World Development Report 2010: Development and Climate Change published last week by the World Bank looks at development in the context of a changing climate. It argues that future strategies for urban growth should take account of the idea of “mini­mizing the maximum regret”.

If we unscramble this somewhat opaque expression, we find an important indication as to how economic growth and urban development are now viewed. Maximising growth was once widely accepted as a primary aim for national economies and cities. Not only was prosperity welcome in its own terms, but it was accepted that growth helped urban communities exert more control over their circumstances. As the authors note (p8), “adverse climate trends…. do not discriminate by income, but better-off people and communities can more successfully manage the setbacks”.

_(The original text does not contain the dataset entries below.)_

PR #1132, opened 2019-05-27
fix dev branch build script, missing quotes

protolambda:
SSZ-static runner needs the names to be quoted (as they were before an older change). Fix the erroneous formatting.


protolambda:
> Blocked due to plan-no-credits-available Please purchase a new credit block then push a new commit or call the API to run a new build.

2 character change, not affecting anything important, and tested locally. Too bad the CI is out of credits. Merging this.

Yet elsewhere the report goes on to largely reject this logic. For example, after two decades of impressive growth, China has created significant new infrastructure throughout the country. Yet the Bank questions the benefits of such growth by recalling that many migrant workers were left stranded in the unexpect­edly intense snow storms in January 2008. A similar logic is used to interpret Hurricane Katrina; decades of steady prosperity do not always produce good outcomes.

Today growth is often linked with an increase in cities vulnerability to climate change, and the focus is less on growth than on the “well-being” of current and future generations. For the Bank the development model needs to be reworked as one of creating “resilience”. Planning becomes an exercise in contin­gency rather than optimisation, less concerned with maximising development and more with minimising future risks. The “tolerable windows” approach advocated by the Bank uses “guard­rails” to set limits to development at levels thought acceptable according to expert judgement.

The term “minimizing the maximum regret” is adopted from post-war statistician Leonard Savage. But how useful is this approach for planning cities? While it sounds very scientific, there are arguably two important problems. Firstly, the frameworks which govern the work of planners (or urban statisticians?) necessarily reflect our fatalistic times. Thomas Homer-Dixon argues that today “it is not undue pessimism that is dangerous, but undue optimism”. The result is a tendency to speculate on worst case scenarios and lower the bar in terms of what is acceptable development. Secondly, urban planning becomes an exercise in deferring to statistics rather than an attempt to develop and then impose our ideas as to how the future should be. Rather than an exercise in statistics, the urban designer Edmund Bacon argued that ‘the city is an act of human will’. Is he right? We will return to this question over the coming weeks and months.